Diperoleh hasil clustering dengan DBSCAN menggunakan parameter eps = 1 dan minPts = 4 menunjukkan dua cluster utama dalam dataset Iris. Cluster pertama terdiri dari 49 titik, sedangkan cluster kedua terdiri dari 98 titik, dengan 3 titik lainnya dianggap sebagai noise. Dalam konteks dataset Iris yang memiliki tiga kelas (setosa, versicolor, dan virginica), dua cluster ini mungkin menunjukkan bahwa dua kelas tersebut lebih dekat satu sama lain dalam ruang fitur yang digunakan. Jumlah noise yang sedikit menunjukkan bahwa sebagian besar data berhasil dikelompokkan dengan baik.

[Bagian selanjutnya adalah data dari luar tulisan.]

PR #1413, opened 2022-02-19
Export headers in empty file

benrr101:
**Description**: A friend of mine (@engineerchange) recently mentioned an issue to me. The issue was that if you export an empty table as a CSV with header export set to true, it will generate an empty file. The behavior he expected was that a file would be generated with just the headers, but no data. After some investigation, I determined that 1) I wrote most of this code and 2) the issue is caused by headers being output only if `WriteRow` is called. In the case of an empty table, `WriteRow` is never called, thereby no headers are ever emitted. 

The proposed solution in this PR is to emit the headers as part of the constructor for the CSV SaveAs writer. Because this requires knowledge of the columns during construction, the reader/writer factories had to be refactored to get the columns when constructing the writer. Along with the following changes, it turns out there's little difference between the SaveAs reader/writer factories, so I extracted an abstract  These changes, along with unit tests are the main part of the PR.

Secondarily, I noticed that the service buffer writers and factory basically shares no functionality with the other reader/writer factories. So, I refactored the service buffer reader/writer to have it's own interfaces. This allows the code to better follow SOLID principles (by removing implementations that always throw).

There's a few smaller changes going on in this PR, too.

**Testing**:
* Existing unit tests pass
* New unit tests also pass


kburtram:
@lewis-sanchez could you please code review this PR when you have a chance?  Thanks!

Distribusi titik yang signifikan dalam kedua cluster ini mencerminkan struktur alami data.

# Menerapkan DBSCAN dengan parameter terbaik
final_dbscan <- dbscan(X_scaled, eps = 1, minPts = 4)

# Menambah label hasil clustering ke dataset Iris
iris$Cluster <- as.factor(final_dbscan$cluster)

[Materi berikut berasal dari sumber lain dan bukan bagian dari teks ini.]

PR #1419, opened 2022-03-09
Rename preview report type

abist:
Accompanying the type name change in this PR - https://github.com/microsoft/azuredatastudio/pull/18667

### DIFF
--- a/src/Microsoft.SqlTools.ServiceLayer/TableDesigner/Contracts/Requests/GeneratePreviewReportRequest.cs
+++ b/src/Microsoft.SqlTools.ServiceLayer/TableDesigner/Contracts/Requests/GeneratePreviewReportRequest.cs
@@ -11,7 +11,7 @@ namespace Microsoft.SqlTools.ServiceLayer.TableDesigner.Contracts
     /// The service request to generate preview report describing the changes.
     /// </summary>
 
-    public class GeneratePreviewReportResult 
+    public class PreviewReportResult 
     {
         /// <summary>
         /// The report generated for publish preview
@@ -32,6 +32,6 @@ namespace Microsoft.SqlTools.ServiceLayer.TableDesigner.Contracts
         /// <summary>
         /// Request definition
         /// </summary>
-        public static readonly RequestType<TableInfo, GeneratePreviewReportResult> Type = RequestType<TableInfo, GeneratePreviewReportResult>.Create("tabledesigner/generatepreviewreport");
+        public static readonly RequestType<TableInfo, PreviewReportResult> Type = RequestType<TableInfo, PreviewReportResult>.Create("tabledesigner/generatepreviewreport");
     }
 }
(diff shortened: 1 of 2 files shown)


src/Microsoft.SqlTools.ServiceLayer/TableDesigner/TableDesignerService.cs
```diff
@@ -161,17 +161,17 @@ private Task HandleGenerateScriptRequest(TableInfo tableInfo, RequestContext<str
             });
         }
 
-        private Task HandleGeneratePreviewReportRequest(TableInfo tableInfo, RequestContext<GeneratePreviewReportResult> requestContext)
+        private Task HandleGeneratePreviewReportRequest(TableInfo tableInfo, RequestContext<PreviewReportResult> requestContext)
```
Charles-Gagnon, line 164: Oh - so my comment in the other PR was just for the API stuff. This is fine as it was - having the result class be the name of the RPC method (`GeneratePreviewReport` in this case) + Result is the standard way of doing this.

So I don't think any changes here are necessary.

abist: Doesn't the API type name need to be the same in ADS and STS (I know it could work with different names because it's just json in the end), but different names would be an issue right? Also, we're the only ones consuming the Table Designer API, so doubt it would cause any confusion.

Charles-Gagnon: No, it doesn't have to be the same at all. Just the shape of the object has to map (so name and type of properties inside)

Given your comment in the other thread I'd say just revert that back to match the name here to make it clear they're related.

alanrenmsft: class/interface names do not matter when it comes to the communication between ADS and STS.

src/Microsoft.SqlTools.ServiceLayer/TableDesigner/Contracts/Requests/GeneratePreviewReportRequest.cs
```diff
@@ -11,7 +11,11 @@ namespace Microsoft.SqlTools.ServiceLayer.TableDesigner.Contracts
     /// The service request to generate preview report describing the changes.
     /// </summary>
 
+<<<<<<< HEAD
```
alanrenmsft, line 14: what is this? you pushed changes without resolving the conflicts?

abist: it didn't show the diff in vscode for some reason. Anyway closing this PR because it's not needed.

src/Microsoft.SqlTools.ServiceLayer/TableDesigner/TableDesignerService.cs
abist: i said the same thing above if you read it. But we why have different names when we are the only ones using it. Anyway, changing it back to `GeneratePreviewReportResult`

# Visualisasi hasil clustering pada Sepal
plot1 <- ggplot(iris, aes(Sepal.Length, Sepal.Width, color = Cluster)) + 
  geom_point(size = 1.5) + 
  ggtitle("Clustering DBSCAN pada Iris Data (Sepal)") +
  theme(plot.title = element_text(size = 10))

# Visualisasi hasil clustering pada Petal
plot2 <- ggplot(iris, aes(Petal.Length, Petal.Width, color = Cluster)) + 
  geom_point(size = 1.5) + 
  ggtitle("Clustering DBSCAN pada Iris Data (Petal)") +
  theme(plot.title = element_text(size = 10))

# Visualisasi hasil clustering pada Sepal.Length dan Petal.Length
plot3 <- ggplot(iris, aes(Sepal.Length, Petal.Length, color = Cluster)) + 
  geom_point(size = 1.5) + 
  ggtitle("Clustering DBSCAN pada Iris Data (Sepal.Length vs Petal.Length)") +
  theme(plot.title = element_text(size = 8))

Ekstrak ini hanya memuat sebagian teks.